Does that sulcata have mbd or is that just really bad pyramiding.


----------



## bobbymoore (Oct 4, 2011)

they look great!


----------



## sulcatababies1402 (Oct 4, 2011)

*RE: Then & Now of All My Shelled Kids- EXTREMELY PIC HEAVY 31 PICS*



ewam said:


> Does that sulcata have mbd or is that just really bad pyramiding.




Looks like really bad pyramiding to me but im not nearly a expert lol


----------



## N2TORTS (Oct 4, 2011)

Great pics and follow ups ..... very interesting " band" that developed once the sullie was outside .... Looks great! ..... 
Keep up the good work and enjoy them critters! 


JD~


----------



## AnthonyC (Oct 4, 2011)

Lookin' good, Pete!!


----------



## l0velesly (Oct 4, 2011)

Very nice tortoises! Great growths.


----------



## evlinLoutries (Oct 5, 2011)

good job..


----------



## pdrobber (Oct 5, 2011)

Thanks everyone. Mike (the sulcata) has some bad pyramiding because of previous care conditions.
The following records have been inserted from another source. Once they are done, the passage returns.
PR #199, opened 2018-11-01
Nitzan/eco 678/order nonce

nitzantomer:


scripts/src/mock_client.ts
```diff
@@ -27,18 +27,32 @@ const API_KEY = process.env.API_KEY || Application.SAMPLE_API_KEY;  // get this
...
 class SampleAppClient {
+	private static createJwtRequestUrl(base: string, params: { [key: string]: string | undefined | null }) {
+		const url = (JWT_SERVICE_BASE + "/" + base);
+		return url + "?" + Object.entries(params).reduce((previous: string, [key, value]) => {
+			if (value === null || value === undefined) {
+				return previous;
+			}
+
+			return previous + `&${ key }=${ value }`;
+		}, "").substring(1);
```
doodyparizada: I think axios does this for you

doodyparizada:
```javascript
axios.get('/user', {
    params: {
      ID: 12345
    }
  })
```

scripts/src/mock_client.ts
```diff
@@ -571,6 +617,7 @@ async function main() {
 	await didNotApproveTOS();
 	await testRegisterNewUser();
 	await tryToNativeSpendTwice();
+	await tryToNativeSpendTwiceWithNonce();
```
doodyparizada: nice!

scripts/src/models/orders.ts
```diff
@@ -310,12 +321,15 @@ export type ExternalOrderFactory = OrderFactory & {
 function extendedOrder(origin: OrderOrigin): (typeof Order) & OrderFactory {
 	return Object.assign({}, Order, {
 		"new"(data?: DeepPartial<Order>, ...context: Array<DeepPartial<OrderContext>>): Order {
-			data = Object.assign({}, data, { origin });
+			data = Object.assign(
+				{ nonce: Order.DEFAULT_NONCE },
+				data,
+				{ origin });
```
doodyparizada: OMG don't know how to read this

scripts/src/public/services/orders.ts
```diff
@@ -223,8 +223,9 @@ async function createNormalSpendExternalOrder(sender: User, jwt: ExternalSpendOr
 
 export async function createExternalOrder(jwt: string, user: User, logger: LoggerInstance): Promise<OpenOrder> {
 	const payload = await validateExternalOrderJWT(jwt, user.appUserId, logger);
+	const nonce = payload.nonce || db.Order.DEFAULT_NONCE;
 
-	let order = await db.Order.findBy(payload.offer.id, user.id);
+	let order = await db.Order.findBy({ offerId: payload.offer.id, userId: user.id, nonce });
```
doodyparizada: There is a bug here that you don't order the Orders by date, so if you failed once the findBy might always return the failed order instead of the latest one.
I think you should add `order by date desc` to `db.Order.findBy` function

scripts/src/models/orders.ts
nitzantomer: what's the problem?
start with the default object with nonce, then update and override with `data` and then add the origin.

scripts/src/public/services/orders.ts
nitzantomer: nice catch.  added

scripts/src/mock_client.ts
```diff
@@ -586,6 +629,7 @@ async function main() {
 	await didNotApproveTOS();
 	await testRegisterNewUser();
 	await tryToNativeSpendTwice();
+	await tryToNativeSpendTwiceWithNonce();*/
```
doodyparizada: return this

Issue #253, opened 2020-07-22
My data no longer appears in 1.6.9 - Ubuntu 20.04


martindufresne:
Hello, this morning I downloaded the latest version of the application (1.6.9), but since then, when I connect, my data no longer appears to me. However, version 1.5.3 worked really well. I am on Ubuntu 20.04 and downloaded the appimage. But I also tested with the snap and the DEB and each package has the same result. Here is a screenshot.

![Screenshot from 2020-07-22 08-48-32](https://user-images.githubusercontent.com/2438127/88178733-d7bc6f00-cbf8-11ea-908b-1a861138c9dc.png)

louis77:
Which database engine do you try to connect to?

martindufresne:
I am trying to connect to MySQL databases.

louis77:
Do you have SSL enabled?

martindufresne:
No, it is not activated. And if I reinstall version 1.5.3, everything comes back. So I tell myself that there is something in the latest version that is causing the bug. Could there be a conflict with configuration files since I tested the Snap and DEB version as well?

rathboma:
Hmm, that's concerning. I'll take a look today for you

martindufresne:
thank you so much!

rathboma:
@martindufresne few questions to help me debug:
- What version of MYSQL?
- Can you give me the table schema (columns and types)? Even just the types is helpful

martindufresne:
I am on MySQL 8.0.20. I have attached a screenshot of my table.I have indeed errors in the console. I attach a screenshot. Which is weird, I don't have this problem in version 5.3.
![Screenshot from 2020-07-22 14-20-32](https://user-images.githubusercontent.com/2438127/88213405-b8d4d180-cc26-11ea-9c65-7fc0693cd2b9.png)
![Screenshot from 2020-07-22 14-22-45](https://user-images.githubusercontent.com/2438127/88213529-dbff8100-cc26-11ea-97dc-5f17ff4ad3e0.png)

rathboma:
Ok, one more thing -- can you right click the console click save-as, save the .log file and share it here?

martindufresne:
Of course! It's sent! thanks again

rathboma:
Thanks! Hmm, unfortunately that doesn't show too much. I think one of the tables in the database has a schema that is breaking Beekeeper Studio somehow. I don't think its the orders table, but some other table.

Are you using any mysql plugins at all?

[...]

PR #255, opened 2020-07-22
Add missing table_name alias in listTableColumns for mysql 8

MasterOdin:
MySQL 8 has made it so that columns returned from querying `information_schema` tables are returned as capitalized, regardless of the capitalization you use in your query. Adding the alias here is necessary (like everywhere else in the client) to normalize it to lowercase for both MySQL 5 and 8.

Maybe will resolve problem in #253?

### DIFF
--- a/src/lib/db/clients/mysql.js
+++ b/src/lib/db/clients/mysql.js
@@ -104,7 +104,7 @@ export async function listRoutines(conn) {
 export async function listTableColumns(conn, database, table) {
   const clause = table ? `AND table_name = ?` : ''
   const sql = `
-    SELECT table_name, column_name AS 'column_name', column_type AS 'data_type'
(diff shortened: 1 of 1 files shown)


rathboma:
You are my hero. I would never have found that.

Interestingly, I have a mysql8 install and it works fine without this change, I don't know why.

MasterOdin:
I suspect there's various flags, as well as depends on the minor version. In [cakephp/phinx](https://github.com/cakephp/phinx), things broke when upgrading from 8.0.21 as before that one of the information_schema tables would return based on case used in query, and after it would return always upper case. The 8.x release has been messy.

martindufresne:
It works! Yeah! You're on fire ... Nice work and really, a big, big thank you for your help.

New growth is coming in a bit more smooth and he receives calcium and is exposed to average amounts of UV (living outside and now with MVB most of the day)


----------



## CtTortoiseMom (Oct 5, 2011)

They all look wonderful!! Of course Mike steals my heart!! Great save!


----------



## ALDABRAMAN (Oct 5, 2011)




----------



## DesertGrandma (Oct 5, 2011)

Great looking torts. They are lucky to have you caring for them.


----------



## stephiiberrybean (Oct 5, 2011)

Looking good 
Mike is looking very good,
will his pyramiding even out over time? or will he always be that pyramided?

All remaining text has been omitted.